EXERCISE MATERIAL:
PR #346, opened 2024-04-25
Fix #345: `redirect` handler discarding the state of `Req.Request`

### LINKED ISSUE #345: `Request.private` is lost after a redirect
Hi, I noticed some odd behavior when it comes to redirects. I'm using this library with streaming responses (`into: &fun/2`) and inside that handler, I'm using `req.private` as a way to store some state that I want to retrieve after the request is completed.

However this state is being lost when there's a redirect involved. I've looked through the code and this seems to be happening because the request struct is discarded after the redirect is completed:

https://github.com/wojtekmach/req/blob/3852d7e1d0861e7c4a6ae176dba2224d1aaf786e/lib/req/steps.ex#L1973-L1979

I'd like to propose the following change (which resolves my issue), but I'm not sure if this would break any other expectations:

```diff
diff --git a/lib/req/steps.ex b/lib/req/steps.ex
index 86388bb..2053d65 100644
--- a/lib/req/steps.ex
+++ b/lib/req/steps.ex
@@ -2026,7 +2026,7 @@ defmodule Req.Steps do
           |> build_redirect_request(response, location)
           |> Req.Request.put_private(:req_redirect_count, redirect_count + 1)

-        {_, result} = Req.Request.run(request)
+        {request, result} = Req.Request.run_request(request)
         Req.Request.halt(request, result)
       else
         Req.Request.halt(request, %Req.TooManyRedirectsError{max_redirects: max_redirects})
```

recursiveGecko:


wojtekmach:
Thank you!

PR #349, opened 2024-05-10
Add more Mox-like functions to Req.Test

whatyouhide:
@wojtekmach I’m not sure how you'll feel about this but to me this is step number 1 towards what we talked about. To have complete mock functionality, we'll probably need this. It's really low maintenance (Mox has been like this for the past 7-8 years?) and if we sort of vendor its code (modified to fit this) and nimble_ownership's code you'll have top-notch testing support, IMO. Thoughts?

### DIFF
--- a/lib/req/test.ex
+++ b/lib/req/test.ex
@@ -7,17 +7,17 @@ defmodule Req.Test do
   >
   > ["Mocks Aren't Stubs" by Martin Fowler](https://martinfowler.com/articles/mocksArentStubs.html#TheDifferenceBetweenMocksAndStubs)
 
-  Req already has built-in support for stubs via `:plug`, `:adapter`, and (indirectly) `:base_url`
-  options. This module enhances these capabilities by providing:
+  Req already has built-in support for different variants of stubs via `:plug`, `:adapter`,
+  and (indirectly) `:base_url` options. This module enhances these capabilities by providing:
 
-    * Stub any value with [`Req.Test.stub(name, value)`](`stub/2`) and access it with
-      [`Req.Test.stub(name)`](`stub/1`). These functions can be used in concurrent tests.
+    * Stubbing request handling with [`Req.Test.stub(name, handler)`](`stub/2`) (which can be
+      used in concurrent tests).
 
-    * Access plug stubs with `plug: {Req.Test, name}`. This works because `Req.Test` itself
-      is a plug whose job is to fetch the stubbed value under `name`. That value is
-      usually a function that takes a `Plug.Conn` and returns a `Plug.Conn`.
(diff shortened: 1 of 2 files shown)


lib/req/test.ex
```diff
@@ -167,6 +167,12 @@ defmodule Req.Test do
   @typedoc since: "0.4.15"
   @opaque stub() :: atom()
 
+  if Code.ensure_loaded?(Plug.Conn) do
+    @type plug() :: {module(), [term()]} | module() | (Plug.Conn.t() -> Plug.Conn.t())
+  else
+    @type plug() :: {module(), [term()]} | module() | (term() -> term())
```
wojtekmach, line 173: strictly speaking fun/2 is part of plug contract but fun/1 allegedly is _not_ (https://github.com/elixir-plug/plug/issues/1201#issuecomment-1872276119) so we should include it:

```suggestion
    @type plug() :: {module(), [term()]} | module() | (Plug.Conn.t() -> Plug.Conn.t() | (Plug.Conn.t(), term() -> Plug.Conn.t())
  else
    @type plug() :: {module(), [term()]} | module() | (term() -> term() | (term(), term() -> term())
```

lib/req/test.ex
```diff
@@ -273,15 +279,21 @@ defmodule Req.Test do
...
+
   @doc """
-  Returns the stub created by `stub/2`.
+  Fetches the stubbed request handler (plug) for the given `name`.
   """
-  @spec stub(stub()) :: term()
-  def stub(stub_name) do
-    case NimbleOwnership.fetch_owner(@ownership, callers(), stub_name) do
+  @doc since: "0.5.0"
+  @spec fetch_stub!(stub()) :: plug()
```
wojtekmach, line 291: wdyt about just fetch!?

```suggestion
  @spec fetch!(stub()) :: plug()
```

lib/req/test.ex
whatyouhide: Oh very good catch!!

lib/req/test.ex
whatyouhide: Mh I don't think it works. I don't think `fetch_stub!` works very well either. `Req.Test.fetch!` is like... fetching what?! Maybe `Req.Test.fetch_for_name!`? I don't think anyone is expected to use this really, so I’m not sure we need a nice name, but I’m open to other ideas as well.

wojtekmach: right, let's defp it then?

whatyouhide: Yeah let's do that for now.

wojtekmach:
Thank you!

PR #351, opened 2024-05-13
Vendor nimble_ownership

whatyouhide:
@wojtekmach as we discussed.


wojtekmach:
Thank you soo much for this!

gmile:
Out of curiosity, what prompted vendoring of nimble_ownership?

whatyouhide:
It's a test-only dep for Req, that is, only needed for testing with Req. We figured beign a pre-1.0 lib and only one file, we're better off vendoring for now. We might depend on it in the future if other non-test libs start depending on it, but for now the biggest depender on nimble_options is Mox, which is usually a test-only dep. Hope this makes sense!

PR #352, opened 2024-05-13
Add verify* functions to Req.Test

whatyouhide:
Last touch for `Req.Test`. I think this is nice because at least it completes the mock/stub interface. After this, I think we're done with `Req.Test` 🙃


wojtekmach:
Thank you!

PR #359, opened 2024-05-16
Update `Req.Test` docs

wojtekmach:
Demo:

image

### DIFF
--- a/lib/req.ex
+++ b/lib/req.ex
@@ -2,13 +2,15 @@ defmodule Req do
   @moduledoc ~S"""
   The high-level API.
 
-  Req is composed of three main pieces:
+  Req is composed of:
 
     * `Req` - the high-level API (you're here!)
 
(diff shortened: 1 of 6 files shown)


wojtekmach:
@whatyouhide I went ahead and merged this but if you ever see this, any feedback as always appreciated!

I decided to use the name `name` in place of stub/mock/context/scope, etc. Also, I hid `name` and `plug` types, I really don't want to make them part of the public API. (I kinda would like to expose the type for the purpose of documenting it but not be able to refer to it from outside, if that makes sense.) Happy to change this of course if it would help.

whatyouhide:
@wojtek I agree about types not being referenced from outside but I think the docs are really nice for those. Maybe make a macro that expands to the type definition and then have 

```elixir
def stub(..., plug) when plug: unquote(type_def())
```

or something like this. I’m in Asia without a laptop so I’m just guessing around here but you get the idea 🙃

PR #362, opened 2024-05-23
Streaming response body as enumerable

wojtekmach:


test/req_test.exs
```diff
@@ -72,4 +73,29 @@ defmodule ReqTest do
...
+        {:ok, conn} = Plug.Conn.chunk(conn, "bar")
+        {:ok, conn} = Plug.Conn.chunk(conn, "baz")
+        conn
+      end)
+
+    %{url: proxy_url} =
+      start_server(fn conn ->
+        %{status: 200, body: async} = Req.get!(url: origin_url, into: :self)
+        conn = Plug.Conn.send_chunked(conn, 200)
+        Enum.reduce(async, conn, &chunk(&2, &1))
```
wojtekmach, line 91: I think this looks pretty good for a simple proxy if I may say so.

josevalim (commented):
This is fine but you need to store the process you send messages to in Req.Async and check that `self() == pid` before you start streaming. Otherwise someone can try to stream it from another process and they will just wait forever.

PR #364, opened 2024-05-30
Fix default finch protocols documentation

MrYawe:
Current code handling default protocols: https://github.com/wojtekmach/req/blob/10a3c969296de910811f77bf51af90024874634a/lib/req/steps.ex#L1065


wojtekmach:
There is a Finch bug when using H2 over H1 connections so unless that is resolved we default to using H1. Thanks for the PR though!

PR #982, opened 2015-10-21
Fixes cloaks for real

blobbernaut:
Actually fixes cloaks this time. The other pull was necessary but not sufficient. This updates the code for checking for armor values, so now the back slot can have armor. If somebody wanted to, having riot shields or backpacks could be given armor now.


blobbernaut:
This does not let you reach 100 armor with a riot suit and sec jumpsuit. That already hits the cap of 90. If somebody wants to remove that cap, it can be done by removing this line: 

var/armor_block = H.run_armor_check(affecting, "melee", "<span class='notice'>Your armor has protected your [hit_area].</span>", "<span class='notice'>Your armor has softened a hit to your [hit_area].</span>",I.armour_penetration)
	armor_block = min(90,armor_block) //cap damage reduction at 90%

from line 1091 of code/modules/mob/living/carbon/human/species.dm

I'm not too sure, but I think this cap only applies to human mob attacks.

PR #989, opened 2015-10-22
Guardian Tweaks/Nerfs

Chronitonity:
Dying with a Guardian will now gib your body

Guardians now have a HUD for their powers

Bomb Guardians now only wait 20 seconds instead of 40 to make another bomb

Chaos Guardians don't light people on fire forever

You gain double cloneloss in crit when your guardian is being attacked


Pyko1:
I kinda would like to see some kind of regenerating energy for support/ranged guardians that they use to heal/shoot. So you cant just spam all day long.

blobbernaut:
the healer guardian isn't really one of the problems. I think that one's in a good spot.

Foosili:
I'm cool with this. :+1:

PR #990, opened 2015-10-22
Science has proved that "Red Ones" do in fact, "Go fasta"

Chronitonity:
Adds slimespeed potion to xenobio, you can put it on things that slow you down to remove their slowdown. Xenobio bombsuit crew is now.

To get this you need to use water on a red slime extract.


Foosili:
alright sure :+1:

blobbernaut:
i actually really like this. This'll be robust with an HEV suit or the RD's hardsuit.

PR #995, opened 2015-10-22
Spans Fix

AliiTea:
All Spans should work now!

Thx GunHog

### DIFF
--- a/code/modules/scripting/Implementations/Telecomms.dm
+++ b/code/modules/scripting/Implementations/Telecomms.dm
@@ -244,7 +244,7 @@ var/list/allowed_custom_spans = list(SPAN_ROBOT,SPAN_YELL,SPAN_ITALICS,SPAN_SANS
 		signal.data["verb_yell"]	= interpreter.GetCleanVar("$yell")
 		signal.data["verb_exclaim"]	= interpreter.GetCleanVar("$exclaim")
 		var/list/setspans 			= interpreter.GetCleanVar("$filters") //Save the span vector/list to a holder list
-		setspans &= allowed_custom_spans //Prune out any illegal ones. Go ahead, comment this line out. See the horror you can unleash!
+//		setspans &= allowed_custom_spans //Prune out any illegal ones. Go ahead, comment this line out. See the horror you can unleash!  //Release the SPANS!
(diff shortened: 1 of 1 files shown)


code/modules/scripting/Implementations/Telecomms.dm
```diff
@@ -244,7 +244,7 @@ var/list/allowed_custom_spans = list(SPAN_ROBOT,SPAN_YELL,SPAN_ITALICS,SPAN_SANS
 		signal.data["verb_yell"]	= interpreter.GetCleanVar("$yell")
 		signal.data["verb_exclaim"]	= interpreter.GetCleanVar("$exclaim")
 		var/list/setspans 			= interpreter.GetCleanVar("$filters") //Save the span vector/list to a holder list
-		setspans &= allowed_custom_spans //Prune out any illegal ones. Go ahead, comment this line out. See the horror you can unleash!
+//		setspans &= allowed_custom_spans //Prune out any illegal ones. Go ahead, comment this line out. See the horror you can unleash!  //Release the SPANS!
```
GunHog, line 247: This is such a bad idea that I cannot even begin to describe how bad of an idea this is. You are a monster if you merge this. But, I do not play here, so it is your call :P

Chronitonity:
Lets see if the first solution works before we add this aye?

nalarmg:
This seems like a bad idea.

code/modules/scripting/Implementations/Telecomms.dm
```diff
@@ -244,7 +244,7 @@ var/list/allowed_custom_spans = list(SPAN_ROBOT,SPAN_YELL,SPAN_ITALICS,SPAN_SANS
...
 		if(islist(setspans)) //Previous comment block was right. Players cannot be trusted with ANYTHING. At all. Ever.
```
GunHog, line 248: You may wish to move this line ABOVE the illegal spans checker, else you may have runtimes for users that do not properly put the spans in vectors. May also need a check for non-string values in the list. I forgot to do this for /tg/, but it does not matter now, as NTSL was removed from /tg/ because MrPerson hates anything fun.

AliiTea, line 248: @GunHog why not join the funbus at hippie then?

AliiTea:
Spans work I am a cuck

blobbernaut:
what would this have done

PR #1002, opened 2015-10-22
Lowers the tech and material value for some implants, RD acccess change

Chronitonity:
Most of these implants aren't even known about, and they never get made due to no one getting any of the proper research requirements (Why does something that ends unconsciousness need syndicate tech??). This hopefully fixes that, and while still keeps them rare, makes it so no one.

It also gives the RD mining access. While I originally wanted to give science some starter materials in order for them to actually DO THEIR JOB, Foos argued that this was a better solution and I'm in agreement. While a good counterplay to this change is "Ask the fucking HoP", its pretty shit that the RD can't go do this himself and help his whole department, all he is right now is just a scientist with robotics and bridge access.

Worst case scenario this is all shit and science does their job and we revert, but who expects that to happen?


Foosili:
Sounds good :+1:

PR #1006, opened 2015-10-23
Selectable equipment update (for admins) and SABER icons fix

Weisyl:
Ports the New-Russian soldier selectable option from pre-rebase Hippie
code. Also adds an ION Corp. Private Military Contractor to the list of
selectable equipment. This can be thought of as a weaker DS-type guy who
isn't endorsed or even really liked by NanoTrasen. Note that ION is not
actually a reference to Dean Hall's game but instead a reference to ION
Incorporated seen in ArmA 2. This would include a polished up CentCom
except I forgot to save an hour's worth of work from yesterday so RIP.
Finally, fixes the SABER / Prototype SMG's icons which were mis-named,
causing the gun and magazines to be invisible.


Weisyl:
Again, PMCs are just a selectable equipment option which is meant to be a substitute for a deathsquad that is still quite capable. For those curious as to what the paper that the PMCs spawn with says: http://puu.sh/kUj8M/86b8a231c5.png

danhibiki:
Why not

Lawligagger:
Looks good to me

PR #1019, opened 2015-10-24
Possibly fixes #1018 , needs testing for live

### LINKED ISSUE #1018: When putting someone in a deep fryer the action doesn't cancel if the person moves away.
You can be halfway across the station and get teleported to the deep fryer. It's really lame when it happens!

TDcoolguy300:
Fixes syntax issues for returns, might of been the cause of the issue.


TDcoolguy300:
Actually, DNM for now. I think i see the issue

Carbonhell:
the returns there should be fine, it's like that in a lot of places,huh, about src i am not sure if that's the right fix

Carbonhell:
Yep, changing src in F fixes the bug. but anyway i prefer the if(x) return layout

PR #1024, opened 2015-10-24
Performance tweaks

Chronitonity:
Fire Alarms no longer trigger every tick

set_airlock_overlays only update when they change

Spiders no longer lock up the Master Controller with do_afters


TDcoolguy300:
:+1:

code/game/machinery/doors/airlock.dm
```diff
@@ -312,13 +319,31 @@ About the new airlock wires panel:
...
 				panel_overlay = get_airlock_overlay("panel_opening", overlays_file)
 
-	overlays.Cut()
-	overlays += frame_overlay
-	overlays += filling_overlay
-	overlays += lights_overlay
-	overlays += panel_overlay
-	overlays += weld_overlay
-	overlays += sparks_overlay
+	//doesn't use overlays.Cut() for performance reasons
```
nalarmg, line 322: You're certain that the below is actually faster/more efficient than using Cut()?

Chronitonity, line 322: About 100% sure of it.

nalarmg, line 322: All my cringe. But merging.

PR #1026, opened 2015-10-24
Adds blood splatter effect pre-rebase,yay

Carbonhell:
that's it,really


Carbonhell:
Added logging to rodguns and fixed a lil error with pindown in turfs

PR #1035, opened 2015-10-25
Reverts a few remaining /tg/ merge armor nerfs

blobbernaut:
A couple of armor items from /tg/ weren't reverted, yet, this should be everything.


code/modules/clothing/head/jobs.dm
```diff
@@ -68,9 +68,16 @@
 	name = "head of security cap"
 	desc = "The robust standard-issue cap of the Head of Security. For showing the officers who's in charge."
 	icon_state = "hoscap"
-	armor = list(melee = 40, bullet = 30, laser = 25, energy = 10, bomb = 25, bio = 10, rad = 0)
+	armor = list(melee = 80, bullet = 60, laser = 50, energy = 10, bomb = 25, bio = 10, rad = 0)
 	strip_delay = 80
 
+///obj/item/clothing/head/HoS/dermal
```
AliiTea, line 74: why not actually add the item in instead of just commenting it out?

This was the first thing I ever did back on old code so >:I

Chronitonity, line 74: Dermal should probably just be recoded to work like an implant, rather than a helmet slot item

nalarmg:
Needs changelog.

danhibiki:
Sounds good to me, just get that changelog in there.

blobbernaut:
changelog has been addededed

PR #1056, opened 2015-10-27
Gibber Fix

AliiTea:
Carbon told me to do it :O


nalarmg:
Needs a better description on what this is doing and why.

Carbonhell:
By default, if a mob gets gibbed it will spit out normal meat. But someone decided to put meat = null to IPCs, therefore overriding the default meat type. When the gibber tries to create the meat type, it tries to create meat(null) and fails,therefore runtimes and the proc stops working. This will make IPCs spit normal default human meat, since it'd be an huge pain in the ass to make them spit metal, which would cause snowflakey code just for a little effect to a race in my opinion useless,ay

nalarmg:
Ah. Please keep descriptions actually descriptive in the future.

Carbonhell:
Yeah well i told what it did in coderchat, sorry ay

PR #1064, opened 2015-10-29
Sec power fixes

Pyko1:
Reduced the amount of lamps in perma/armory, those things are powerhogs and areas are still well lit with less lamps.
Buffed the steam generator to make at least enough power to keep the lamps on at the perma.


Lawligagger:
Looks good to me.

TASK STATEMENT: Review the preceding data and report every line that includes the string "adapter".

RESPONSE BOX:
-  Req already has built-in support for stubs via `:plug`, `:adapter`, and (indirectly) `:base_url`
+  Req already has built-in support for different variants of stubs via `:plug`, `:adapter`,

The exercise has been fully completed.